CO alarms should be installed according to the manufacturer’s instructions. CPSC recommends that one CO alarm be installed in the hallway outside the bedrooms in each separate sleeping area of the home. CO alarms may be installed into a plug-in receptacle or high on the wall because CO from any source will be well-mixed with the air in the house. Make sure furniture or draperies cannot cover up the alarm.
What should you do when the CO detector/alarm sounds?
Never ignore an alarming CO detector/alarm. If the detector/alarm sounds: Operate the reset button. Call your emergency services (fire department or 911). Immediately move to fresh air outdoors or by an open door/window.
How should a consumer test a CO detector/alarm to make sure it is working?
Consumers should follow the manufacturer’s instructions. Using a test button, some detectors/alarms test whether the circuitry as well as the sensor which senses CO is working while the test button on other detectors only tests whether the circuitry is working. For those units which test the circuitry is working. For those units which test the circuitry only, some manufacturers sell separate test kits to help the consumer test the CO sensor inside the alarm.
What is the role of the U.S. Consumer Product Safety Commission (CPSC) in preventing CO poisoning?
CPSC worked closely with Underwriters Laboratories (UL) to help develop the safety standard (UL 2034) for CO detectors/alarms. CPSC helps promote carbon monoxide safety awareness to raise awareness of CO hazards and the need for regular maintenance of fuel burning appliances. CPSC recommends that every home have a CO detector/alarm that meets the requirements of the most recent UL standard 2034 or the IAS 6-96 standard in the hallway near every separate sleeping area. CPSC also works with industry to develop voluntary and mandatory standards for fuel burning appliances.
Do some cities require that CO detectors/alarms be installed?

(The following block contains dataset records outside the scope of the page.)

PR #6329, opened 2026-08-22
fix: HTTP/1 active-request metrics leak when response ends before request body completes

waterWang:
Fix HTTP/1 active-request metrics leak when connection closes before request body completes

## Problem

When an HTTP/1 server ends the response before the request body has fully arrived, and the client then closes the connection without completing the declared body, Micrometer receives `requestBegin` and `responseEnd`, but **neither `requestEnd` nor `requestReset`**. The `vertx_http_server_active_requests` gauge therefore retains the request forever, increasing monotonically with each connection.

Example: a client sends `GET /` with `Content-Length: 1`, the server responds `401` early, the client closes without sending the byte.

## Root cause

`Http1ServerConnection.handleClosed()` only cleans up metrics for `responseInProgress` (via `handleException`), but when the response has already been sent the `responseInProgress` field is `null`. The `requestInProgress` still references the request whose body never completed (`requestEnd` was never reported), and when the connection closes the request metric is never reset.

## Fix

In `handleClosed()`, after handling `responseInProgress`, also report `requestReset` on `requestInProgress` when:
- it is a different request from `responseInProgress`
- its body did not complete (`!isEnded()`)

This matches the existing metric invariants: every `requestBegin` must be paired with exactly one terminal event (`requestEnd` or `requestReset`).

### DIFF
--- a/vertx-core/src/main/java/io/vertx/core/http/impl/http1/Http1ServerConnection.java
+++ b/vertx-core/src/main/java/io/vertx/core/http/impl/http1/Http1ServerConnection.java
@@ -513,6 +513,14 @@ public class Http1ServerConnection extends Http1Connection implements HttpServer
     if (responseInProgress != null) {
       responseInProgress.handleException(HttpUtils.CONNECTION_CLOSED_EXCEPTION);
     }
+    Http1ServerRequest requestInProgress = this.requestInProgress;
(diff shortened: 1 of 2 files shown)


tsegismont:
Superseded by https://github.com/eclipse-vertx/vert.x/pull/6336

On September 15, 1993 Chicago, Illinois became one of the first cities in the nation to adopt an ordinance requiring, effective October 1, 1994, the installation of CO detectors/alarms in all new single-family homes and in existing single-family residences that have new oil or gas furnaces. Several other cities also require CO detectors/alarms in apartment buildings and single-family dwellings.
Should CO detectors/alarms be used in motor homes and other recreational vehicles?
CO detectors/alarms are available for boats and recreational vehicles and should be used. The Recreation Vehicle industry Association requires CO detectors/alarms in motor homes and in towable recreational vehicles that have a generator or are prepped for a generator.